Farwiza Farhan is an environmental activist and one of the leading voices in the fight to protect the Leuser ecosystem in Sumatra, Indonesia. Farhan focuses on ground-level species protection and high-level legal advocacy. Her strength is in fostering collaboration; she built a grassroots movement that succeeded in advocating for law enforcement against companies operating illegally and launched a citizen lawsuit that empowers local communities to have meaningful involvement in policymaking. She drives change from the ground up.

Farhan is the leader of Forest, Nature & Environment Aceh (HAkA) a homegrown Acehnese NGO, which is striving to protect the Leuser Ecosystem in Sumatra. By empowering communities, taking legal action, and mobilizing local, national and global campaigns, Farhan and her team are helping to pave the way for true sustainable development for their people. Her impact on community-driven conservation was recognized with the 2016 Whitley Award.

The Leuser Ecosystem is the last place in the world where several of the key Sundaland mega-fauna species can still be found together: the tiger, orangutan, elephant, and rhino. Motivated by her passion to protect critically endangered species under extreme threat in this area, Farhan helped launch a legal case against a plantation concessionaire inside the Leuser Ecosystem. Eventually, the legal case ended in a victory for conservation, and the concessionaire was fined a precedent-setting USD 26 million.
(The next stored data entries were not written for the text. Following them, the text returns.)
PR #1413, opened 2016-05-12
0.10-cs: client-server rewritten as modules / start in foreground / test coverage for cs

### LINKED ISSUE #1121: Move all bin/fail2ban- functionality under fail2ban/cmdline/ module
And possibly rely on setuptools entrypoints mechanism to establish command line "scripts".

See #1107 for initial discussion

@sebres You don't carry substantial changes within bin/fail2ban- scripts do you?

### LINKED ISSUE #1139: Support foreground with fail2ban-server
With the era of new-style init (such as systemd) or daemon managers (such as supervisord), it seems safer to write program that doesn't try to be a daemon itself, since there are a lot of corner cases and pitfalls. Fail2ban seems to do it nicely, however, I see at least two reasons to support a foreground mode:
  * If some platform has some specific initialization pattern, it could be handled by the init/daemon manager.
  * Log management is far easier when the init/daemon manager handles it, usually by fetching the stdout of the launched program. I'm not sure that setting the logtarget to STDOUT with the current daemonizing behavior will be successful.

Is there any good reason not to support a foreground behavior? Or is it a simple historical thing?

sebres:
closes #1121
closes  #1139 
Several enhancements, bug fixed and code optimization:

* starting of the server (and client/server communication behavior during start and daemonize) completely rewritten:

  - client/server functionality moved away from bin and using now the common interface (introduced in fail2bancmdline);
  - start in foreground fixed;
  - server can act as client corresponding command line;
  - command "restart" added: in opposite to "reload" in reality restarts the server (new process);
  - several client/server bugs during starting process fixed.

* possibility to increase verbosity up to heavy debug (command line parameter `-vvv`)
* increase readability and details level by increased verbosity
* reader bug fix: prevent to silent "load" of not existing jail;
* coverage of test cases increased;
* several bug fixed: fork in client-server test cases prohibited, all worker threads daemonized (to prevent hanging on exit).


bin/fail2ban-testcases
```diff
@@ -119,10 +119,14 @@ else:
...
-	stdout.setFormatter(Formatter(' %(asctime)-15s %(thread)s' + fmt))
-else: # pragma: no cover
-	# just prefix with the space
-	stdout.setFormatter(Formatter(fmt))
+	if verbosity > 3:
+		fmt = ' | %(module)15.15s-%(levelno)-2d: %(funcName)-20.20s |' + fmt
+	if verbosity > 2:
+	  fmt = ' +%(relativeCreated)5d %(thread)X %(levelname)-5.5s' + fmt
+	else:
+		fmt = ' %(asctime)-15s %(thread)X %(levelname)-5.5s' + fmt
```
yarikoptic: Seems mixed indentation with spaces and tabs

fail2ban/server/server.py
```diff
@@ -402,8 +434,14 @@ def getLogLevel(self):
...
 	
 	def setLogTarget(self, target):
-		try:
-			self.__loggingLock.acquire()
+		with self.__loggingLock:
+			# don't set new handlers if already the same
+			# or if "INHERITED" (foreground worker of the test cases, to prevent stop logging):
+			if self.__logTarget == target:
+				return True
+			if target == "INHERITED":
```
yarikoptic: I don't think docs were adjusted to reflect having this new setting I am yet to comprehend

yarikoptic:
Why didn't you listen to a wise man? https://github.com/fail2ban/fail2ban/issues/1139#issuecomment-125960786
It would be much easier to review if we first just merged the move files away PR, without any functionality change. Now impossible to see what was moved and what was moved and then changed

fail2ban/tests/utils.py
```diff
@@ -386,6 +412,9 @@ def assertNotLogged(self, *s, **kwargs):
 	def pruneLog(self):
 		self._log.truncate(0)
 
+	def pruneLog(self):
+		self._log.truncate(0)
+
```
yarikoptic: Duplicate

fail2ban/tests/fail2banclienttestcase.py
```diff
@@ -0,0 +1,593 @@
...
+				self.assertTrue(phase.get('end', None))
+				self.assertLogged("Shutdown successful", "Exiting Fail2ban")
+		finally:
+			_kill_srv(tmp)
+			if th:
+				th.join()
+
+	@withtmpdir
+	def testServerFailStart(self, tmp):
+		try:
```
yarikoptic: This massive try finally begs for having it done in eg `@kill_srv_after` or alike

yarikoptic:
So please do first the move, send it as a PR, we merge it after tests pass, and hopefully this diff becomes manageable

fail2ban/server/server.py
sebres: INHERITED is just for the test cases (it tests now starting of the server, and server should log in the same test environment, so possible to capture and analyse it hereafter)

sebres:
> Why didn't you listen to a wise man? #1139 (comment)

Because: 
- it can't be test covered there;
- in single commit I've moved bin/fail2ban-client -\> fail2banclient and bin/fail2ban-server -\> fail2banserver
- I brought together CS in command line (double code -> single code)
- the wise man can try to do it self, if he says it is lighter :))) With almost 30 years of developing behind back am I already wise enough to determine, that it is not so easy :)))

> Now impossible to see what was moved and what was moved and then changed

Wrong, it is possible - just compare:
- old bin/fail2ban-client with new fail2banclient / fail2bancmdline
- old bin/fail2ban-server with new fail2banserver / fail2bancmdline

My git does it automatically (it can find the code lines, moved from other files)

> So please do first the move, send it as a PR, we merge it after tests pass, and hopefully this diff becomes manageable

Move what and where?

bin/fail2ban-testcases
sebres: :+1:

fail2ban/tests/utils.py
sebres: :+1:

fail2ban/tests/fail2banclienttestcase.py
sebres: ??
I can not quite follow what you mean here

yarikoptic:
On Thu, 12 May 2016, Serg G. Brester wrote:

>      Why didn't you listen to a wise man? #1139 (comment)

>    Because:

>      * it can't be test covered there;

I am not arguing against moving altogether, and understand that it
couldn't test covered there

>      * in single commit I've moved bin/fail2ban-client -> fail2banclient and
>        bin/fail2ban-server -> fail2banserver

good!

>      * I brought together CS in command line (double code -> single code)

good -- that could be a good point [lets call it POINTX] to send a
PR at without piling up additional fixes/etc.  Just code move +
refactoring to reduce duplication

>      * the wise man can try to do it self, if he says it is lighter :))) With
>        almost 30 years of developing behind back am I already wise enough to
>        determine, that it is not so easy :)))

not sure what was the difficulty to have a PR for POINTX

>      Now impossible to see what was moved and what was moved and then changed

>    Wrong, it is possible - just compare:

>      * old bin/fail2ban-client with new fail2banclient / fail2bancmdline
>      * old bin/fail2ban-server with new fail2banserver / fail2bancmdline

I meant while reviewing PR on github.   I often do reviews from the
phone so can't easily checkout /compare files otherwise

>    My git does it automatically (it can find the code lines, moved from other
>    files)

>      So please do first the move, send it as a PR, we merge it after tests
>      pass, and hopefully this diff becomes manageable

>    Move what and where?

could there be a PR for POINTX mentioned above?

-- 
Yaroslav O. Halchenko

sebres:
I don't know all the test cases of this commit pass, I'll make a commit 556ddaabd7a0b1f1ac94d014680fa83d980f770f as separated PR.

I can remember a "bug" for 'flushed' vs 'rolled over' in testFlushLogs, was fixed later from me...

fail2ban/tests/fail2banclienttestcase.py
yarikoptic: ok -- https://github.com/sebres/fail2ban/pull/5   where I called it `@with_kill_srv`.

yarikoptic:
btw -- tests fail for me (only) strangely since seems to (rightfully?) need a sample log file which is not in git... confused (don't have time atm to investigate) how it passed on travis:
```
$> bin/fail2ban-testcases testCheckStockJailActions
Fail2ban 0.9.4.dev0 test suite. Python 2.7.11+ (default, Apr 17 2016, 14:00:29) [GCC 5.3.1 20160409]. Please wait...
F
FAIL: testCheckStockJailActions (fail2ban.tests.servertestcase.ServerConfigReaderTests)
  File "./fail2ban/tests/servertestcase.py", line 1046, in testCheckStockJailActions
    self.fail("Command %r has failed. Received %r" % (cmd, e))
AssertionError: Command ['set', 'pass2allow-ftp', 'addlogpath', './fail2ban/tests/files/logs/pass2allow-ftp', 'head'] has failed. Received IOError(2, 'No such file or directory')

Ran 1 test in 0.397s

FAILED (failures=1)

$> ls -l './fail2ban/tests/files/logs/pass2allow-ftp' 
ls: cannot access './fail2ban/tests/files/logs/pass2allow-ftp': No such file or directory
```

sebres:
You have not clean copy - perhabs one custom config `pass2allow-ftp` local (uncommited) and for it no logs. 
testCheckStockJailActions loads all stock filters / action and transmit it to the TestServer...

I can rewrite this test case, that will ignore all configs, that don't have corresponding test log file...

Or just ignore this one...
```
bin/fail2ban-testcases -i testCheckStockJailActions
```

sebres:
Have rabased without commit, that set log level to debug in `.travis.yml`.
In the meantime our logging with this log level is too powerful (many new tests in branch 0.10), so the travis had failed with:
```
The log length has exceeded the limit of 4 MB (this usually means that the test suite is raising the same exception over and over).
The job has been terminated
```

sebres:
@yarikoptic I want to merge this next week, just to complete a still one building lot, so I can concentrate to work on #1437, #1460, etc, without to consider compatibility to it, etc. I think we have 2-3 PR also that conflict with this rewritten cs-functionality, so it may be resolved and rebased later...
What do you think?

fail2ban/client/fail2banclient.py
```diff
@@ -0,0 +1,462 @@
...
+			self._alive = False
+			for s, sh in _prev_signals.iteritems():
+				signal.signal(s, sh)
+
+
+##
+# Wonderful visual :)
+#
+
+class _VisualWait:
```
yarikoptic: Some docs would be really appreciated, otherwise I am just guessing what is the intended use for these two

fail2ban/protocol.py
```diff
@@ -26,6 +26,9 @@
 
 import textwrap
 
+def output(s):
+	print(s)
```
yarikoptic: So what is the purpose of having it a function? To ease mocking in the tests or ...? Please describe in the docstring

fail2ban/server/server.py
```diff
@@ -371,16 +407,15 @@ def statusJail(self, name, flavor="basic"):
...
-			self.__loggingLock.release()
+		value = value.upper()
+		with self.__loggingLock:
+			if self.__logLevel == value:
+				return
+			try:
+				getLogger("fail2ban").setLevel(getattr(logging, value))
+				self.__logLevel = value
+			except AttributeError:
+				raise ValueError("Invalid log level")
```
yarikoptic: As the actual invalid value to the exception msg

fail2ban/tests/fail2banclienttestcase.py
```diff
@@ -0,0 +1,598 @@
...
+fail2banserver.output = \
+protocol.output = _test_output
+
+def _test_exit(code=0):
+	logSys.debug("Exit with code %s", code)
+	if code == 0:
+		raise ExitException()
+	else:
+		raise FailExitException()   
+fail2bancmdline.exit = \
```
yarikoptic: Since we don't like folks who later contribute all the styling fixes, let's from the beginning try to stay close to pep8 and sensible spacing? At least a single empty line here... generally advised to have 2 lines at module level and single one within classes (between methods) etc

yarikoptic: note that mocking it this way would then 1. be permanent as soon as this module gets imported, 2. would be dependent on order of tests imports.  That is why in general better to mock specifically in setup/teardown methods.  In general we might eventually start using mock module (standard since 3.4 iirc) -- very powerful and nice

fail2ban/tests/fail2banclienttestcase.py
```diff
@@ -0,0 +1,598 @@
...
+		#logSys.debug('--- interact command: %r', INTERACT[0])
+		return INTERACT.pop(0)
+	else:
+		return "exit" 
+fail2banclient.input_command = _test_input_command
+
+# prevents change logging params, log capturing, etc:
+fail2bancmdline.PRODUCTION = \
+fail2banclient.PRODUCTION = \
+fail2banserver.PRODUCTION = False
```
yarikoptic: also with such an approach, we will miss testing those lines conditioned on PRODUCTION.  Marking them as " # pragma: no cover" is just hiding the problem -- imho a really inferior way to "mock things out".

fail2ban/client/fail2banclient.py
```diff
@@ -0,0 +1,462 @@
...
+			args = self._args
+
+			# Interactive mode
+			if self._conf.get("interactive", False):
+				# no readline in test:
+				if PRODUCTION: # pragma: no cover
+					try:
+						import readline
+					except ImportError:
+						raise ServerExecutionException("Readline not available")
```
yarikoptic: what is the side-effect of merely importing readline if running the tests (ie when not PRODUCTION)?

fail2ban/client/fail2banclient.py
```diff
@@ -0,0 +1,462 @@
...
+				try:
+					ret = True
+					if len(args) > 0:
+						ret = self.__processCommand(args)
+					if ret:
+						if PRODUCTION: # pragma: no cover
+							readline.parse_and_bind("tab: complete")
```
yarikoptic: if we were to use mock, something like
```
with mock.patch('readline.parse_and_bind') as parse_and_bind:
    .... tested functionality...
```
should be sufficient and we could test that actuaally parse_and_bind was called with such an argument  (smth like `parse_and_bind.assert_called_with('tab: complete')` IIRC)

fail2ban/client/fail2banclient.py
```diff
@@ -0,0 +1,462 @@
...
+							cmd = input_command()
+							if cmd == "exit" or cmd == "quit":
+								# Exit
+								return True
+							if cmd == "help":
+								self.dispUsage()
+							elif not cmd == "":
+								try:
+									self.__processCommand(shlex.split(cmd))
+								except Exception, e: # pragma: no cover
```
yarikoptic: even if we had it -- imho "no cover" is not appropriate here -- this code could and should be tested

fail2ban/client/fail2bancmdline.py
```diff
@@ -0,0 +1,279 @@
...
+
+	def dispVersion(self):
+		output("Fail2Ban v" + version)
+		output("")
+		output("Copyright (c) 2004-2008 Cyril Jaquier, 2008- Fail2Ban Contributors")
+		output("Copyright of modifications held by their respective authors.")
+		output("Licensed under the GNU General Public License v2 (GPL).")
+		output("")
+		output("Written by Cyril Jaquier <cyril.jaquier@fail2ban.org>.")
+		output("Many contributions by Yaroslav O. Halchenko <debian@onerussian.com>.")
```
yarikoptic: within this PR or some time later, we should remove those 2 lines here and in places alike.  Fail2Ban now is far beyond Cyril+mine's work.  Generic copyright statement should be sufficient I guess

fail2ban/client/fail2bancmdline.py
```diff
@@ -0,0 +1,279 @@
...
+	@staticmethod
+	def dumpConfig(cmd):
+		for c in cmd:
+			output(c)
+		return True
+
+	@staticmethod
+	def exit(code=0): # pragma: no cover - can't test
+		logSys.debug("Exit with code %s", code)
+		if os._exit:
```
yarikoptic: is that what should be `hasattr(os, '_exit')`? when (on which OS?) there is no `os._exit`?

fail2ban/client/fail2bancmdline.py
```diff
@@ -0,0 +1,279 @@
...
+		return ret, stream
+
+	@staticmethod
+	def dumpConfig(cmd):
+		for c in cmd:
+			output(c)
+		return True
+
+	@staticmethod
+	def exit(code=0): # pragma: no cover - can't test
```
yarikoptic: nope -- pragma is incorrect -- could be tested via mocking at least for the smoke testing and/or logic

fail2ban/client/fail2banserver.py
```diff
@@ -0,0 +1,226 @@
...
+	# 	Fail2banCmdLine.__init__(self)
+
+	##
+	# Start Fail2Ban server in main thread without fork (direct, it can fork itself in Server if daemon=True).
+	#
+	# Start the Fail2ban server in background/foreground (daemon mode or not).
+
+	@staticmethod
+	def startServerDirect(conf, daemon=True):
+		logSys.debug("-- direct starting of server in %s, deamon: %s", os.getpid(), daemon)
```
yarikoptic: so now we got some debug messages with `--` and `---` prefixes spread around this PR -- are they somehow special?

fail2ban/tests/fail2banclienttestcase.py
```diff
@@ -0,0 +1,598 @@
...
+		"""Call before every test case."""
+		LogCaptureTestCase.setUp(self)
+
+	def tearDown(self):
+		"""Call after every test case."""
+		LogCaptureTestCase.tearDown(self)
+
+	def _wait_for_srv(self, tmp, ready=True, startparams=None):
+		try:
+			sock = tmp+"/f2b.sock"
```
yarikoptic: generally we do still use 'os.path.join' for composing full filenames

fail2ban/tests/fail2banclienttestcase.py
```diff
@@ -0,0 +1,598 @@
...
+		if logSys.level < logging.DEBUG: # if HEAVYDEBUG
+			_out_file(cfg+"/fail2ban.conf")
+			_out_file(cfg+"/jail.conf")
+	# parameters (sock/pid and config, increase verbosity, set log, etc.):
+	return ("-c", cfg, "-s", tmp+"/f2b.sock", "-p", tmp+"/f2b.pid",
+					"-vv", "--logtarget", logtarget, "--loglevel", "DEBUG", "--syslogsocket", "auto",
+					"--timeout", str(fail2bancmdline.MAX_WAITTIME),
+	)
+
+def _kill_srv(pidfile): # pragma: no cover
```
yarikoptic: again, please don't mark code which could be tested with a bit of mocking as untestable.

fail2ban/tests/utils.py
```diff
@@ -50,6 +54,10 @@
 	else:
 		CONFIG_DIR = '/etc/fail2ban'
 
+# In not installed env (setup, test-cases) use fail2ban modules from main directory:
+if 1 or os.environ.get('PYTHONPATH', None) is None:
```
yarikoptic: ie shouldn't it be just `if os.environ.get('PYTHONPATH'):` (not sure if empty PYTHONPATH should have some magical treatment) ?

sebres: No, in the test case we should always add the current root path as PYTHONPATH variable, because the f2b-modules are not installed and in forked processes it is wrong otherwise. I've just forgot to remove `if 1 or ...` line.

About others of your comments: thanks for review, I'll take a look tomorrow...

fail2ban/tests/fail2banclienttestcase.py
sebres: > 1. be permanent as soon as this module gets imported, 2. would be dependent on order of tests imports.

This one is interested only if clientserver will be tested (so in this test module only);

> Since we don't like folks who later contribute all the styling fixes, let's from the beginning try to stay close to pep8 and sensible spacing?

I prefer to leave it together, because the function above belongs to this wrapper, and I don't want, that later it will be separated from someone (if someone inserts something between).

Because yes, we could rewrite it later using mock module.

Currently, the job of this branch is:
- to fix starting fail2ban in foreground;
- to cover fail2ban client-server with test cases (even with minimal overhead);

fail2ban/tests/fail2banclienttestcase.py
sebres: Currently used for prevent usage of readline module during test cases of client interactive mode (minimal invasive). But the interactive mode self will be tested...

And as the comment says, it prevents change of logging parameters (because that all takes place in test cases and we should capture logging output in LogCaptureTestCase.

Additionally see my comment above (later, minimal overhead).

>  Marking them as " # pragma: no cover" is just hiding the problem

- this branch enormous increase coverage anyway (neither client nor server was covered);
- you can see ignore lines in both cover-tools, so it can be easy found later;

fail2ban/client/fail2banclient.py
sebres: It's there not possible - :boom:

fail2ban/client/fail2banclient.py
sebres: Partially agree, because it is unfortunately not so easy with readline.

fail2ban/client/fail2banclient.py
sebres: This code could be unfortunately not so easy tested, because `__processCommand` will fail in rare case (for example only if client-server communication breaks in the meantime, but should be still active before). As already said it is not so easy, otherwise I had already covered it

fail2ban/client/fail2bancmdline.py
sebres: This is legacy code of @lostcontrol in 704a0b834f8a55240e2db1e4fc15bb3d434c2489...
Maybe any standard snippet for previously python versions...
I'll leave it (but add your suggestion with hasattr)

fail2ban/client/fail2bancmdline.py
sebres: Currently the global exit handler is overwritten in test cases (to test forked processes exit code), so it can't (we need a return code). 

Indeed, we could rewrite it using mock module, but the overhead is unnecessarily (several times larger) for coverage of this 2 lines.

fail2ban/client/fail2banserver.py
sebres: Just for easy distinguish the debug communication between parent/child (cs) and all around by heavydebug in the test cases...

fail2ban/tests/fail2banclienttestcase.py
sebres: This is only test case helper, used in helper decorator with_kill_srv only for safe removing server if some test case failed (remove process, free socket, etc.). 
So imho at all not expected to be covered - even test case helper only.

sebres:
I'm done, ready to merge...

Still again: that is a first shot (minimal invasive surgery), better mocking can be made later, because the test cases are almost wholehearted (I mean expected behavior of CS).

fail2ban/client/fail2banclient.py
yarikoptic: `__processCommand` could be mocked to just throw and exception on some argument... and then it would be very easy to test ;)
once again -- pretty much everything could be tested this days, `no cover` should be used really sparingly... may be almost never, since otherwise we just blind ourselves to uncovered code

fail2ban/client/fail2banserver.py
yarikoptic: then don't import logSys from elsewhere, define it here as `logSys = getLogger("fail2ban.client.server")`  and you get your dedicated (but also consistent with the rest) marker for such log lines.  custom prefixes just clutter it, without clear semantic attached etc.

fail2ban/tests/fail2banclienttestcase.py
yarikoptic: so, should we later investigate failures within the helpers, happen they come to help us whenever main thing goes kaboom?  nope... so they should (theoretically) be tested as well.  Thus -- `no cover` is not warranted.

yarikoptic:
sent you a PR https://github.com/sebres/fail2ban/pull/6

fail2ban/client/fail2banserver.py
sebres: nope, because the same code will be executed in server also (e.g. starting server in foreground).
Are we arguing about each additionally character now?

fail2ban/tests/fail2banclienttestcase.py
sebres: If the helper goes kaboom, you'll see it in the result of the test case (with the call stack). No matter `no cover` or not.
The helper self does not redound to "productive" codebase and in success test case returns immediatelly, that's why `no cover` imho justified

fail2ban/client/fail2banserver.py
yarikoptic: It is not about adding a character but about consistency, and readability... if everyone through the history of development of fail2ban was adding a new character, log would have become a Christmas tree. We need consistency in his cider is written, docs, logs looks like etc so future folks have a better chance at reading and using it.
The name I came up with was based on the name of the module here... anyways, was fixed already, but then I saw you returning it... heh

sebres: Nope, you've "fixed" similar log in "fail2banclienttestcase.py", to here ...
What's about standard and Christmas tree: as already said, I've consistently used sometimes the prefix "--" in some debug messages, so that it is immediately in the eye. 
So I think it's consistently enough :)

yarikoptic: On Tue, 12 Jul 2016, Serg G. Brester wrote:
>  > +
>  > +     @staticmethod
>  > +     def startServerDirect(conf, daemon=True):
>  > +             logSys.debug("-- direct starting of server in %s, deamon: %s", os.getpid(), daemon)

>    Nope, you've "fixed" similar log in "fail2banclienttestcase.py", to here
>    ...
>    What's about standard and Christmas tree: as already said, I've
>    consistently used sometimes the prefix "--" in some debug messages, so
>    that it is immediately in the eye.
>    So I think it's consistently enough :)

and then I would start using ++ consistently, and joe will start using
>< consistently etc...

myself I found those "hints" useful right when I need them, but then,
whenever I need to look at the log for some other issue, they stick like
a sore into the eye, since I need to tune my visual attention to other
lines.  That is why uniformity of the entire log, not just per author
consistency, is important in the long run.

-- 
Yaroslav O. Halchenko

fail2ban/client/fail2banclient.py
yarikoptic: hm... I have removed all PRODUCTION readline conditioning in this file and tests still passed no problem (Python 2.7.11+ , Debian system)... what is the catch? ;)

fail2ban/client/fail2banserver.py
sebres: > and then I would start using ++ consistently, and joe will start using
Then we'll beat them on the fingers ;)

Good, good, I'll replace it with space (You've already accepted such "indentation" as I made our newest cached ConfigReaders)...

yarikoptic:
I still don't like having tests specific logic within code itself (all the PRODUCTION thing) and persistent mocking of stuff within test module, but I guess we will leave it for the future

PR #1414, opened 2016-05-12
Preliminary PR for 0.10-cs (gh-1413)

sebres:
Desired in-between PR for 0.10-cs (gh-1413), that will be rebased hereafter above if this PR will be merged.

This is in-between PR, so client/server does not work at all (because no more in bin).

I can remember a "fail" for 'flushed' vs 'rolled over' in testFlushLogs, was fixed later from me...
So just ignore this if occurred.


sebres:
Close this preliminary in-between PR now, because #1413 is in pre-merge state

Focusing on the core habitat for critically endangered mega-fauna, Farhan focuses on ground-level species protection on the one hand and high-level legal advocacy on the other. This means she deploys a new Wildlife Protection Team to destroy snares and intercept poachers, a mobile monitoring unit to track wildlife and forest crime, and a special law enforcement operation to increase prosecution rates.

Recently, she has mobilized community leaders to conduct a civil lawsuit seeking to revoke the Aceh Spatial Plan that would otherwise legitimize the building of roads, hydropower schemes, oil palm concessions, and new settlements inside the Leuser Ecosystem. If these plans are implemented, despite lack of approval by the central government, the charismatic species that make it unique will vanish and the Leuser Ecosystem would eventually be destroyed. Most conservationists, considering the challenges to be too great, do not wish to address the threats mentioned above. Farhan, however, has always understood that a holistic approach to conservation is the most viable path to success.